PR #1333, opened 2018-04-15
Authenticator support with autoprovision; admin dir security

V1pr:
- Added authenticator page support (changes form destination in login_password_page)
- added autoprovisioning support for CredentialsPage
- added automatic admin directory security with .htaccess if a specific file (install.done) exists. This is created upon a successful install

### DIFF
--- a/.gitignore
+++ b/.gitignore
@@ -52,6 +52,9 @@ api/rest/swagger
 /vendor/
 composer.phar
 
+# Admin
+admin/install.done
+
 # Settings below are for convenience when switching branches on Dev machines
 
 # v1.2.x config files
--- a/core/authentication_api.php
+++ b/core/authentication_api.php
@@ -811,8 +811,8 @@ function auth_process_plain_password( $p_password, $p_salt = null, $p_method = n
  * @return string 16 character random password
  * @access public
  */
-function auth_generate_random_password() {
-	return crypto_generate_uri_safe_nonce( 16 );
+function auth_generate_random_password($length=16) {
+	return crypto_generate_uri_safe_nonce( $length );
 }
 
 /**
--- a/core/authentication_api.php
+++ b/core/authentication_api.php
@@ -241,9 +241,9 @@ function auth_credential_page( $p_query_string, $p_user_id = null, $p_username =
  * @param string $p_username The username
  * @return string The authenticator page with query string.
  */
-function auth_authenticator_page( $p_query_string, $p_user_id = null, $p_username = '' ) {
+function auth_authenticator_page( $p_user_id = null, $p_username = '' ) {
 	$t_auth_flags = auth_flags( $p_user_id, $p_username );
-	return $t_auth_flags->getAuthenticatorPage( $p_query_string );
+	return $t_auth_flags->getAuthenticatorPage();
 }
 
 /**
--- a/core/authentication_api.php
+++ b/core/authentication_api.php
@@ -1194,7 +1194,7 @@ function auth_http_is_logout_pending() {
  * @return boolean
  * @access public
  */
-function authentiator_autoprov_capable() {
+function authenticator_autoprov_capable() {
 	$t_auth_flags = auth_flags();
 	return $t_auth_flags->getAutoprovisionCapability();
 }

***

* [Your task]: Please give back only the lines between the first line of the entries and the line with "-function auth_authenticator_page( $p_query_string, $p_user_id", both ends included, word for word.

* [Expected output]:
PR #1333, opened 2018-04-15
Authenticator support with autoprovision; admin dir security

V1pr:
- Added authenticator page support (changes form destination in login_password_page)
- added autoprovisioning support for CredentialsPage
- added automatic admin directory security with .htaccess if a specific file (install.done) exists. This is created upon a successful install

### DIFF
--- a/.gitignore
+++ b/.gitignore
@@ -52,6 +52,9 @@ api/rest/swagger
 /vendor/
 composer.phar
 
+# Admin
+admin/install.done
+
 # Settings below are for convenience when switching branches on Dev machines
 
 # v1.2.x config files
--- a/core/authentication_api.php
+++ b/core/authentication_api.php
@@ -811,8 +811,8 @@ function auth_process_plain_password( $p_password, $p_salt = null, $p_method = n
  * @return string 16 character random password
  * @access public
  */
-function auth_generate_random_password() {
-	return crypto_generate_uri_safe_nonce( 16 );
+function auth_generate_random_password($length=16) {
+	return crypto_generate_uri_safe_nonce( $length );
 }
 
 /**
--- a/core/authentication_api.php
+++ b/core/authentication_api.php
@@ -241,9 +241,9 @@ function auth_credential_page( $p_query_string, $p_user_id = null, $p_username =
  * @param string $p_username The username
  * @return string The authenticator page with query string.
  */
-function auth_authenticator_page( $p_query_string, $p_user_id = null, $p_username = '' ) {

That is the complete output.